───── Records supplied
PR #22, opened 2020-08-07
Python Type Annotations

chinandrew:
Summary of changes
1. Add type annotations to covidcast functions. 
2. Update CI to 3.6

Relatively low pri PR here, and open to discussing whether or not it's actually worth adding. I personally find type annotations helpful. Note that these annotations are not enforced at runtime by Python, and are purely for documentation and are often integrated into IDEs. I'm also running a type checker (mypy) on it as part of the CI, which can be slightly annoying and potentially not worth it - we can see how it goes and disable if needed.

A related discussion is if it's worth spending time standardizing some of the argument types to simplify code. I don't know enough about the end user, use case, likelihood of breaking existing user flows, and overall prioritization to make any judgments, but for example, seems like if an argument is 
```
geo_values: Union[str, Iterable[str]] = "*"
```
 and later it's standardized to a list if the input is a string
```
    if isinstance(geo_values, str):
        # User only provided one, not a list
        geo_values = [geo_values]
```
we might want to consider just having a list (and/or other iterable) as the only option for arguments, even if it's one input value.

### DIFF
--- a/.github/workflows/python_ci.yml
+++ b/.github/workflows/python_ci.yml
@@ -15,7 +15,7 @@ jobs:
     runs-on: ubuntu-latest
     strategy:
       matrix:
-        python-version: [3.5]
+        python-version: [3.6]
     steps:
     - uses: actions/checkout@v2
     - name: Set up Python ${{ matrix.python-version }}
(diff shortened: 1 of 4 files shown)


capnrefsmmat:
I haven't used Python's optional typing before, but I'm happy with it as a way of improving readability and declaring the intent of functions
──────────
§ **Work required**: Find the word "input" in the records, and report each line that has it.

§ **Answer box**:
 and later it's standardized to a list if the input is a string
we might want to consider just having a list (and/or other iterable) as the only option for arguments, even if it's one input value.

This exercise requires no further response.